» **WORK INSTRUCTION**: What does the data read, word for word, from the line containing "- consumer starts" through its final line? Give those lines only.

▽

PR #799, opened 2023-04-03
fix: Prevent slow subscribers from crashing the hub

adityapk00:
## Motivation

When clients don't consume events from the subscribe() RPC fast enough, pending writes to the grpc stream can clog up memory, crashing the client. 

## Change Summary

- Write to subscribers with a timeout of 10s
- Close stream if a event subscriber is too slow. 

## Merge Checklist

## Additional Context

### DIFF
--- a/.changeset/pretty-llamas-grow.md
+++ b/.changeset/pretty-llamas-grow.md
@@ -1,0 +1,5 @@
+---
+'@farcaster/hubble': patch
+---
+
+Write events to subscribe() with a timeout to prevent slow clients from clogging up memory
--- a/apps/hubble/src/rpc/server.ts
+++ b/apps/hubble/src/rpc/server.ts
@@ -42,6 +42,7 @@ import { addressInfoFromParts } from '~/utils/p2p';
 import { RateLimiterMemory, RateLimiterAbstract } from 'rate-limiter-flexible';
 
 export type RpcUsers = Map<string, string[]>;
+export const SUBSCRIBE_TIMEOUT_MS = 10_000; // 10 seconds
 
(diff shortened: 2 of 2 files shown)


deodad:
Do you know what the high watermark is or approx how many events will be pushed into the stream before `write` returns false? Depending on how much data can be buffered, we might need a shorter or longer timeout.

The scenario I'm thinking of is:
- subscribe is called with no fromId
- hub quickly writes a large amount of data (let's say 1000 events)
- consumer starts pulling but doesn't get through so many events in 10 seconds

adityapk00:
Ran some tests, and on Linux, ~1100 HubEvents are cached in the stream before it starts returning false, after which the 10s timeout is triggered. So it should be able to handle some network issues, but prevent the hub from getting overwhelmed. 

While I was doing the tests, I realized there's another problem which is the way in which the eventListner works. There is no backpressure for the event listner, so as events are merged, they are sent to the `eventListener` in `rpcServer.subscribe()`. And if the client is working but slow, everytime the stream backs up, the rpcServer stops sending messages for a while, the client drains the stream, and then the server resumes sending. However, since the client is consuming the stream at a slower rate than messages are being merged, each merge is causing a new `eventListener` closure waiting, causing an OOM. 

I modified this a bit into a new `BufferedStreamWriter` class, that handles both the 10s timeout, and has an additional 1000 message buffer. Exceeding either will close the stream.

deodad:
You might have already seen this but I just remembered reading it some time ago, dropping it here in case it's useful
https://nodejs.org/en/docs/guides/backpressuring-in-streams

△

» **FINAL ANSWER**:
- consumer starts pulling but doesn't get through so many events in 10 seconds

adityapk00:
Ran some tests, and on Linux, ~1100 HubEvents are cached in the stream before it starts returning false, after which the 10s timeout is triggered. So it should be able to handle some network issues, but prevent the hub from getting overwhelmed. 

While I was doing the tests, I realized there's another problem which is the way in which the eventListner works. There is no backpressure for the event listner, so as events are merged, they are sent to the `eventListener` in `rpcServer.subscribe()`. And if the client is working but slow, everytime the stream backs up, the rpcServer stops sending messages for a while, the client drains the stream, and then the server resumes sending. However, since the client is consuming the stream at a slower rate than messages are being merged, each merge is causing a new `eventListener` closure waiting, causing an OOM. 

I modified this a bit into a new `BufferedStreamWriter` class, that handles both the 10s timeout, and has an additional 1000 message buffer. Exceeding either will close the stream.

deodad:
You might have already seen this but I just remembered reading it some time ago, dropping it here in case it's useful
https://nodejs.org/en/docs/guides/backpressuring-in-streams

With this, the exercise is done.